A Capitol Museum

Along with a tour of the capitol building, I also wanted to visit St. Patrick’s, the State Museum, and the State Library. Unfortunately, I have now learned never to trust anything the internet claims about opening hours in the capital of the Commonwealth, because when I went to the library on Saturday morning, I couldn’t get in. But St. Patrick’s was beautiful, and the museum was well worth the price of admission (which was $6 with my AAA discount).

The lady at the desk told me to start at the top of the museum where the animals and dinosaurs are because they’re everyone’s favorites, and I smiled politely but thought, “That sounds kind of boring.” Instead, I turned absolutely 6 years old when I walked into the room, which was quiet, empty, and alive. I was sure everything I saw was going to follow me around and attack the moment I turned my back.

Augh! The dinosaur is going to get me! It's aliiiiive!

Augh! The dinosaur is going to get me! It’s aliiiiive!

After reminding myself that dinosaurs are big but no longer alive (even this one, Becca), I continued into the diorama room. It was breathtaking. Being from Western PA huntin’ country, I don’t find taxidermy odd or upsetting the way my more urban friends do, but here, they were displayed in so lifelike a way that I wanted to enter the scene and be part of it. My heart stopped at sight of the up-close beauty of PA’s native wildlife, from mountain lions to bobcats to foxes to bison (yes, bison), as though they could all come back to life with but the addition of a single breath.

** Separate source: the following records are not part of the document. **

Issue #711, opened 2016-06-16
examples/spring-security-spring-boot-webmvc-bare-bones does not load stormpath assets


mraible:
![screen shot 2016-06-16 at 10 46 41 am](https://cloud.githubusercontent.com/assets/17892/16125198/c96f1e4c-33af-11e6-9868-e976664f6646.png)

lhazlewood:
I'm pretty sure this is a handlermapping order issue.  I'm encountering this same exact issue today in another project.

I believe it will be solved by modifying the `AbstractStormpathWebMvcConfiguration` implementation's `stormpathHandlerMapping()` method by adding a couple of mappings:

```java
mappings.put(`/assets/js/stormpath.js`, aResourceHttpRequestHandlerInstance);
mappings.put(`/assets/cs/stormpath.css`, aResourceHttpRequestHandlerInstance);
```

lhazlewood:
I had to do this as a workaround:

```java
@Configuration
public class WebConfig extends WebMvcConfigurerAdapter {

    @Value("${stormpath.web.handlerMapping.order}")
    private int stormpathHandlerMappingOrder = -300;

    @Override
    public void addResourceHandlers(ResourceHandlerRegistry registry) {
        registry.setOrder(stormpathHandlerMappingOrder);
        registry.addResourceHandler("/assets/js/stormpath.js").addResourceLocations("classpath:/META-INF/resources/");
        registry.addResourceHandler("/assets/css/stormpath.css").addResourceLocations("classpath:/META-INF/resources/");
    }
}
```

mraible:
This only seems to happen when SAML is enabled in `application.properties`:

```
stormpath.web.callback.enabled=true
```

The CSS and JS is loaded fine otherwise. 

![image](https://cloud.githubusercontent.com/assets/17892/16402501/8d851dbe-3c88-11e6-8826-9efa6f7530e6.png)

PR #713, opened 2016-06-16
Make local SAML integration work like ID site

### LINKED ISSUE #438: Make local SAML integration behave more like ID Site
Currently, `stormpath.web.idSite.enabled = true` enables SAML globally for the application.

However, the Stormpath application may be configured with a mix of SAML, social and other types of account stores.

Rather than have the setting, we should auto-discover what directory types (both directly and through organizations) are mapped to the Stormpath Application and render the view accordingly.

Here's an example from an ID Site app that has two different SAML directories mapped  in the same Application:

image

mraible:
Fixed #438.

# To UAT:

1. Get access to remote-ridge tenant on api.stormpath.com. 
2. Generate an API Key and download to ~/.stormpath/apiKey.remote-ridge.properties
3. Configure Maven or Tomcat to start with the following environment variables:
```
STORMPATH_APPLICATION_HREF=https://api.stormpath.com/v1/applications/6vFT4ARfWCmuHVV8VktjTo
STORMPATH_API_KEY_FILE=/Users/<username>/.stormpath/apiKey.remote-ridge.properties
```
  
## For Spring MVC:
1. In examples/spring-webmvc/src/main/resources/application.properties, add properties to disable idSite and enable SAML:

    ```
    stormpath.web.idSite.enabled = false
    stormpath.web.callback.enabled = true
    ```

2. Start examples/spring-webmvc and go to http://localhost:8080. Click the "Login" button and verify that 1) the SAML buttons show up and 2) clicking on each SAML buttons takes you to its respective SAML provider. Login if you have credentials.
3. Change `stormpath.web.callback.enabled` to `false` and restart. Verify that there are no Facebook or SAML buttons are displayed.

## For Spring Boot:
Same steps as Spring MVC, but use spring-boot-webmvc.

## For Spring Security:
Same steps as Spring MVC, but use spring-security-spring-boot-webmvc, spring-security-spring-boot-webmvc-bare-bones and spring-security-webmvc.

NOTE: I found #711 when testing the spring-security-spring-boot-webmvc-bare-bones example.

## For Servlet:
1. Create examples/servlet/src/main/resources/stormpath.properties, and add the following properties to disable idSite and enable SAML:

    ```
    stormpath.web.idSite.enabled = false
    stormpath.web.callback.enabled = true
    ```

2. Start examples/servlet and go to http://localhost:8080. Click the "Login" button and verify that 1) the SAML buttons show up and 2) clicking on each SAML buttons takes you to its respective SAML provider. Login if you have credentials.
3. Change `stormpath.web.callback.enabled` to `false` and restart. Verify that there are no Facebook or SAML buttons are displayed.

### DIFF
--- a/extensions/servlet/src/main/java/com/stormpath/sdk/servlet/config/DefaultFilterChainResolverFactory.java
+++ b/extensions/servlet/src/main/java/com/stormpath/sdk/servlet/config/DefaultFilterChainResolverFactory.java
@@ -129,6 +129,10 @@ public class DefaultFilterChainResolverFactory implements Factory<FilterChainRes
         String unauthorizedUrlPattern = cleanUri(unauthorizedUrl);
         boolean unauthorizedChainSpecified = false;
 
+        String samlUrl = "/saml";
+        String samlUrlPattern = cleanUri(samlUrl);
+        boolean samlChainSpecified = false;
+
         String meUrl = config.getMeUrl();
         String meUrlPattern = cleanUri(meUrl);
         boolean meChainSpecified = false;
@@ -259,6 +263,12 @@ public class DefaultFilterChainResolverFactory implements Factory<FilterChainRes
                     if (!chainDefinition.contains(filterName)) {
                         chainDefinition += Strings.DEFAULT_DELIMITER_CHAR + filterName;
                     }
+                } else if (uriPattern.startsWith(samlUrlPattern)) {
+                    samlChainSpecified = true;
+                    String filterName = DefaultFilter.saml.name();
+                    if (!chainDefinition.contains(filterName)) {
+                        chainDefinition += Strings.DEFAULT_DELIMITER_CHAR + filterName;
+                    }
                 } else if (uriPattern.startsWith(meUrlPattern)) {
                     meChainSpecified = true;
 
@@ -301,6 +311,9 @@ public class DefaultFilterChainResolverFactory implements Factory<FilterChainRes
         }
         if (!accessTokenChainSpecified) {
             fcManager.createChain(accessTokenUrlPattern, DefaultFilter.accessToken.name());
+        }
+        if (!samlChainSpecified) {
+            fcManager.createChain(samlUrlPattern, DefaultFilter.saml.name());
         }
         if (!meChainSpecified) {
             fcManager.createChain(meUrlPattern, "authc," + DefaultFilter.me.name());
--- a/impl/src/main/java/com/stormpath/sdk/impl/idsite/IdSiteClaims.java
+++ b/impl/src/main/java/com/stormpath/sdk/impl/idsite/IdSiteClaims.java
@@ -32,6 +32,7 @@ public class IdSiteClaims extends DefaultClaims {
     public static final String SHOW_ORGANIZATION_FIELD = "sof";
     public static final String USE_SUBDOMAIN = "usd";
     public static final String SP_TOKEN = "sp_token";
+    public static final String ACCOUNT_STORE_HREF = "ash";
 
     public static final String ACCESS_TOKEN = "accessToken";
     public static final String JWT_REQUEST = "jwtRequest";
@@ -109,6 +110,15 @@ public class IdSiteClaims extends DefaultClaims {
 
     public IdSiteClaims setSpToken(String spToken) {
         setValue(SP_TOKEN, spToken);
+        return this;
+    }
+
+    public String getAccountStoreHref() {
+        return getString(ACCOUNT_STORE_HREF);
+    }
+
+    public IdSiteClaims setAccountStoreHref(String accountStoreHref) {
+        setValue(ACCOUNT_STORE_HREF, accountStoreHref);
         return this;
     }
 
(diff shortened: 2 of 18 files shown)


extensions/servlet/src/main/java/com/stormpath/sdk/servlet/config/DefaultFilterChainResolverFactory.java
```diff
@@ -129,6 +129,10 @@ protected FilterChainResolver createInstance() throws ServletException {
         String unauthorizedUrlPattern = cleanUri(unauthorizedUrl);
         boolean unauthorizedChainSpecified = false;
 
+        String samlUrl = "/saml";
```
mraible: I don't think that this needs to be configurable since this same path is hard-coded in [stormpath.js](https://github.com/stormpath/stormpath-sdk-java/blob/438-local-saml/extensions/servlet/src/main/resources/META-INF/resources/assets/js/stormpath.js#L65).

impl/src/main/java/com/stormpath/sdk/impl/idsite/IdSiteClaims.java
```diff
@@ -32,6 +32,7 @@
     public static final String SHOW_ORGANIZATION_FIELD = "sof";
     public static final String USE_SUBDOMAIN = "usd";
     public static final String SP_TOKEN = "sp_token";
+    public static final String ACCOUNT_STORE_HREF = "ash";
```
dogeared: Wondering if we should have a SAMLClaims class that extends DefaultClaims or extends IdSiteClaims if there's a lot of overlap?

If ash is *not* used in the context of IdSite, then I think we should for sure.

dogeared: Also, the `@JsonSerialize` annotation on line 26 is deprecated. We should update it to: `@JsonInclude(JsonInclude.Include.NON_NULL)`

impl/src/main/java/com/stormpath/sdk/impl/provider/ProviderClaims.java
```diff
@@ -0,0 +1,77 @@
...
+package com.stormpath.sdk.impl.provider;
+
+import io.jsonwebtoken.impl.DefaultClaims;
+
+/**
+ * @since 1.0.0
+ */
+public class ProviderClaims extends DefaultClaims {
+
+    public static final String CALLBACK_URI = "cb_uri";
```
dogeared: @mrioan @mraible  - I pulled the common claims up into `ProviderClaims`. However, I am not sure this is entirely correct. For instance, in the context of `Organizations`, there is code in `IdSiteClaims` that may still be relevant to `SamlClaims`. Would you please take a look?

dogeared:
@mraible @mrioan - I abstracted out the common code for `IdSiteClaims` and created `SamlClaims`. Check my question above.

All UAT is passing.

One thing to note is that `logout` is not working properly. However, it is not working properly for `IdSite` either. I will create a separate issue to track that. It should not hold up this PR.

impl/src/main/java/com/stormpath/sdk/impl/saml/SamlClaims.java
```diff
@@ -0,0 +1,19 @@
+package com.stormpath.sdk.impl.saml;
```
mraible: Missing copyright?

impl/src/main/java/com/stormpath/sdk/impl/saml/SamlClaims.java
```diff
@@ -0,0 +1,19 @@
...
+
+import com.fasterxml.jackson.annotation.JsonInclude;
+import com.stormpath.sdk.impl.provider.ProviderClaims;
+
+@JsonInclude(JsonInclude.Include.NON_NULL)
+public class SamlClaims extends ProviderClaims {
```
mraible: @since 1.0.0

impl/src/main/java/com/stormpath/sdk/impl/provider/ProviderClaims.java
```diff
@@ -0,0 +1,77 @@
+/*
+ * Copyright 2015 Stormpath, Inc.
```
mraible: 2016?

impl/src/test/groovy/com/stormpath/sdk/impl/saml/SamlClaimsTest.groovy
```diff
@@ -0,0 +1,43 @@
+package com.stormpath.sdk.impl.saml
```
mraible: Is copyright needed for tests?

impl/src/main/java/com/stormpath/sdk/impl/saml/SamlClaims.java
dogeared: Added copyright.

impl/src/test/groovy/com/stormpath/sdk/impl/saml/SamlClaimsTest.groovy
dogeared: yup. I've added it. Thanks.

mraible:
LGTM 👍

dogeared:
In my UAT I found that the SAML buttons do not behave as on might expect in the presence of Organizations. However, this is not well defined, so it should not hold up this issue.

In a reflective mood, I left the top floor and took the motorstair down a level to the history of transportation.

“Motorstair”? Really, PA? We’re calling them “escalators” this century.

Earlier in the capitol, I had searched a hallway of transportation murals for evidence that the artist knew PA had ever had a canal system and was disappointed to find nothing. So imagine my surprise when I found a whole section of the museum devoted not only to the canal, but to the Allegheny Portage Railroad, too!

Allegheny Portage Railroad! Hooray!

Allegheny Portage Railroad! Hooray!

As you know, a canal is a waterway that allows boats to cross land, which was The Thing To Do in the 1800s westward expansion. But I live in the mountains, and we all know that boats can’t float uphill. Even the lock system canals are known for were no match for the inclines of the Alleghenies. So the enterprising Pennsylvanians built a series of pulley systems that hauled the canal boats up five planes and down five plans to cross the steep Alleghenies before continuing by water from Johnstown to Pittsburgh.

Pennsylvania canal system with one of the inclines of the Allegheny Portage Railroad in the background.

Pennsylvania canal system with one of the inclines of the Allegheny Portage Railroad in the background.

It was pretty fantastic feeling justified by the capital confirming my part of the state not only exists, but is important enough to the state’s history to feature in the museum.

All in all, I honestly expected to be disappointed in the museum, and I was pleasantly surprised. I left at 5:00 on a Friday and a traffic cop was directing traffic (how quaint?), among them a Plymouth upholstered in dollah-dollah bills fabric. Hats off to you, sir; that is pretty fab.


If You Go
  • Admissions fee is $7 for adults with discounts for AAA members.
  • Parking is same as for the capitol building. Pricey. But nice of the meters to text you when you’re almost out of time!